Sociodemographic characteristics. Baseline questionnaire was used to collect teens’ and parents’ demographic characteristics, including age, sex, ethnicity, marital status, education and household income. We also include parents’ app engagement, measured as time spent using the app, as a covariate in the analyses.

Mediators. At its core, Aim2Be assumed that engagement with the app would increase teens’ knowledge of Canadian Health Recommendations (a pre-requisite for behavior change), self-efficacy to change their behaviors, and support autonomous motivation to activate their self-regulatory skills. Health knowledge was assessed with 13 multiple choice and true–false questions: three questions assessed physical activity knowledge (i.e., amount of moderate to vigorous physical activities, amount of strengthening activities, and steps per day), eight questions assessed knowledge of food recommendations and general nutrition knowledge (asking about servings of fruits and vegetables, healthiest drinks and meal options, added sugar, healthy fats), one question asked about screen time recommendations, and one question asked about sleep recommendation. All knowledge questions were coded as 0/1 (incorrect/correct) and were averaged to compute a total score. Self-efficacy was assessed with four 5-point Likert scale items modeled from the Perceived Competence Scales (Harter, 1982); one question assessed teens’ confidence in meeting the 60 min of physical activity per day, two questions assessed confidence in consuming recommended amount of fruits and vegetables every day and in eliminating sugar-sweetened beverages, and one question measured confidence in limiting screen time. Autonomous motivation was measured using eight 5-point Likert scale items from the Family Life, Activity, Sun, Health, and Eating (FLASHE) study (Nebeling et al., 2017). These items were modelled after the Self-Regulation Questionnaires (Center for Self-Determination Theory, 2020, Levesque et al., 2007) and two items measured integrated regulation and intrinsic motivation for each behavior (physical activity, fruit and vegetable intake, consumption of sugar-sweetened beverages, and screen time). These mediators were measured at both baseline and at 4.5 months.

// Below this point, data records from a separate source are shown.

PR #89310, opened 2021-09-27
Make `std::thread::available_concurrency` support process-limited number of CPUs

joshtriplett:
Use `libc::sched_getaffinity` and count the number of CPUs in the returned mask. This handles cases where the process doesn't have access to all CPUs, such as when limited via `taskset` or similar.

This also covers cgroup cpusets.

### DIFF
--- a/library/std/src/sys/unix/thread.rs
+++ b/library/std/src/sys/unix/thread.rs
@@ -275,6 +275,14 @@ pub fn available_parallelism() -> io::Result<NonZeroUsize> {
             target_os = "solaris",
             target_os = "illumos",
         ))] {
+            #[cfg(any(target_os = "android", target_os = "linux"))]
+            {
+                let mut set: libc::cpu_set_t = unsafe { mem::zeroed() };
+                if unsafe { libc::sched_getaffinity(0, mem::size_of::<libc::cpu_set_t>(), &mut set) } == 0 {
+                    let count = unsafe { libc::CPU_COUNT(&set) };
+                    return Ok(unsafe { NonZeroUsize::new_unchecked(count as usize) });
+                }
+            }
             match unsafe { libc::sysconf(libc::_SC_NPROCESSORS_ONLN) } {
                 -1 => Err(io::Error::last_os_error()),
                 0 => Err(io::Error::new_const(io::ErrorKind::NotFound, &"The number of hardware threads is not known for the target platform")),
--- a/Cargo.lock
+++ b/Cargo.lock
@@ -1900,9 +1900,9 @@ checksum = "830d08ce1d1d941e6b30645f1a0eb5643013d835ce3779a5fc208261dbe10f55"
 
 [[package]]
 name = "libc"
-version = "0.2.103"
+version = "0.2.106"
 source = "registry+https://github.com/rust-lang/crates.io-index"
-checksum = "dd8f7255a17a627354f321ef0055d63b898c6fb27eff628af4d1b66b7331edf6"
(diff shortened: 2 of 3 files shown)


yoshuawuyts (approved):
Compared this against [`num_cpus/linux.rs`](https://github.com/seanmonstar/num_cpus/blob/fa15b13b72b4079401bfa44e849e478d147cd230/src/linux.rs#L39-L57), and this looks good!

library/std/src/sys/unix/thread.rs
```diff
@@ -265,12 +265,21 @@ impl Drop for Thread {
...
-            target_os = "android",
+        if #[cfg(any(target_os = "android", target_os = "linux"))] {
+            let mut set: libc::cpu_set_t = unsafe { mem::zeroed() };
+            if unsafe { libc::sched_getaffinity(0, mem::size_of::<libc::cpu_set_t>(), &mut set) } == 0 {
+                let count = unsafe { libc::CPU_COUNT(&set) };
+                return Ok(unsafe { NonZeroUsize::new_unchecked(count as usize) });
+            }
+            match unsafe { libc::sysconf(libc::_SC_NPROCESSORS_ONLN) } {
+                -1 => Err(io::Error::last_os_error()),
+                0 => Err(io::Error::new_const(io::ErrorKind::NotFound, &"The number of hardware threads is not known for the target platform")),
```
yoshuawuyts, line 276: I like this error message!

library/std/src/sys/unix/thread.rs
```diff
@@ -265,12 +265,21 @@ impl Drop for Thread {
 
 pub fn available_concurrency() -> io::Result<NonZeroUsize> {
     cfg_if::cfg_if! {
-        if #[cfg(any(
```
m-ou-se, line 268: Instead of duplicating the `match unsafe { libc::sysconf(libc::_SC_NPROCESSORS_ONLN) }` part, it might be clearer to conditionally add the new code to the existing branch, keeping a single sysconf(_SC_NPROCESSORS_ONLN) call:

```rust
    cfg_if::cfg_if! {
        if #[cfg(any(
            target_os = "android",
            target_os = "emscripten",
            target_os = "fuchsia",
            target_os = "ios",
            target_os = "linux",
            target_os = "macos",
            target_os = "solaris",
            target_os = "illumos",
        ))] {
            #[cfg(any(target_os = "android", target_os = "linux"))]
            {
                let mut set: libc::cpu_set_t = unsafe { mem::zeroed() };
                if unsafe { libc::sched_getaffinity(0, mem::size_of::<libc::cpu_set_t>(), &mut set) } == 0 {
                    let count = unsafe { libc::CPU_COUNT(&set) };
                    return Ok(unsafe { NonZeroUsize::new_unchecked(count as usize) });
                }
            }
            match unsafe { libc::sysconf(libc::_SC_NPROCESSORS_ONLN) } {
                -1 => Err(io::Error::last_os_error()),
                0 => Err(io::Error::new_const(io::ErrorKind::NotFound, &"The number of hardware threads is not known for the target platform")),
                cpus => Ok(unsafe { NonZeroUsize::new_unchecked(cpus as usize) }),
            }
    } ...
```

joshtriplett: Done. I think the use of `cfg_if` had made me momentarily forget that std (unlike `libc`) doesn't *require* the use of `cfg_if`.

joshtriplett:
Updated  to libc 0.2.106 which includes the fix for the issue that broke CI on macOS.

@bors r=m-ou-se

joshtriplett:
Let's try again now that https://github.com/rust-lang/rust/pull/90495 is fixed:

@bors r=m-ou-se

PR #89313, opened 2021-09-27
PassWrapper: handle function rename from upstream D36850

durin42:
thinLTOResolvePrevailingInModule became thinLTOFinalizeInModule and
gained the ability to propagate noRecurse and noUnwind function
attributes. I ran codegen tests with it both on and off, as the upstream
patch uses it in both modes, and the tests pass both ways. Given that,
it seemed reasonable to go ahead and let the propagation be enabled in
rustc, and see what happens. See https://reviews.llvm.org/D36850 for
more examples of how the new version of the function gets used.

r? @nikic cc @nagisa


nikic:
@bors r+ rollup

We should remember this when doing the LLVM 14 upgrade, in case there are unexpected compile-time regressions.

PR #89314, opened 2021-09-28
fix(lint): don't suggest refutable patterns to "fix" irrefutable bind

### LINKED ISSUE #88730: bindings_with_variant_name is unhelpful and incorrect for function arguments
Given the following code:

```rust
#![allow(non_camel_case_types, unused_variables, dead_code)]

enum Foo {
    c
}

fn foo(c: Foo) {}
```

https://play.rust-lang.org/?version=stable&mode=debug&edition=2018&gist=e6829290d29151853fdd98844ba6391c

The current output is:

```
warning[E0170]: pattern binding `c` is named the same as one of the variants of the type `Foo`
 --> src/lib.rs:7:8
  |
7 | fn foo(c: Foo) {}
  |        ^ help: to match on the variant, qualify the path: `Foo::c`
  |
  = note: `#[warn(bindings_with_variant_name)]` on by default
```

Ideally the lint should not trigger on such a pattern, it does not really make sense and the suggestion is wrong altogether,

notriddle:
In function arguments and let bindings, do not suggest changing `C` to `Foo::C` unless `C` is the only variant of `Foo`, because it won't work.

The general warning is still kept, because code like this is confusing.

Fixes #88730

p.s. `src/test/ui/lint/lint-uppercase-variables.rs` already tests the one-variant case.

### DIFF
--- a/compiler/rustc_mir_build/src/thir/pattern/check_match.rs
+++ b/compiler/rustc_mir_build/src/thir/pattern/check_match.rs
@@ -39,6 +39,13 @@ fn create_e0004(sess: &Session, sp: Span, error_message: String) -> DiagnosticBu
     struct_span_err!(sess, sp, E0004, "{}", &error_message)
 }
 
+#[derive(PartialEq)]
+enum RefutableFlag {
+    Irrefutable,
+    Refutable,
+}
+use RefutableFlag::*;
+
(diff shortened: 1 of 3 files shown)


davidtwco (approved):
LGTM!

notriddle:
@davidtwco I had to rebase this, because some pattern matching machinery changed.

Health behaviors. Physical activity was measured using the list of activities from the Physical Activity Questionnaire for Older Children (PAQ-A − 0.75–0.82 test retest and 0.52 correlation with oxygen uptake) (Kowalski et al., 2004) and modifying the instrument to administer it online and asking minutes spent active on each day of the previous week. Teens recalled the amount of physical activity they engaged in over the last seven days, with responses between “None” to “>2 h”, then were asked to indicate which activities they completed from a pre-determined list. Fruit and vegetable and sugar-sweetened beverage intake was measured with the National Youth Physical Activity and Nutrition Study (NYPANS) items. The sugar-sweetened beverage intake items excluded intake of 100% fruit and/or vegetable juices and fried potatoes (previous validation against 24-hr dietary recall range between 0.26 and 0.49 for sugar-sweetened beverage intake, but fruit and vegetable intake estimation tends to be higher) (O'Malley Olsen et al., 2014, Eaton et al., 2013). Screen time was assessed with Rosenberg et al. (Rosenberg et al., 2010) Sedentary Behavior Questionnaire –shown to be sensitive to change among children (Wang and Brownell, 2011). The eight items assessing screen behaviors on most recent weekday and weekend day: watching television; playing computer or video games; using a computer, tablet, or mobile device outside of schoolwork; and talking or texting on a cell phone. Sleep was assessed using self-reported bedtime and wake-up time and sleep duration was coded as meeting (yes = 1) or not meeting (no = 0) the sleep recommendation (9–11 h for 5–13 years old and 8–10 h for 14–17 years old) (Tremblay et al., 2016). These health behaviors were measured at both baseline and at 4.5 months.

2.5. Data analysis

A factor mixture analysis served to identify profiles of engagement as it considers the interdependency among the app features. This analysis starts with a conventional exploratory factor analysis (EFA) and the number of factors are then accounted in the subsequent latent classes analysis (Muthén, 2008). The number of profiles retained was informed by evaluating the: 1) Bayesian Information Criterion (BIC), where a lower and large drop in BIC indicates a better fit; 2) Lo-Mendell-Rubin adjusted Likelihood Ratio Test (LRT), where a non-significant test is indicative of a good fit; 3) Bootstrapped LRT (BLRT), where a significant test suggests that adding a class is meaningful; and 4) smallest class which accounts for at least 10% of the total sample. These analyses were conducted in Mplus version 8 (Muthén, xxxx).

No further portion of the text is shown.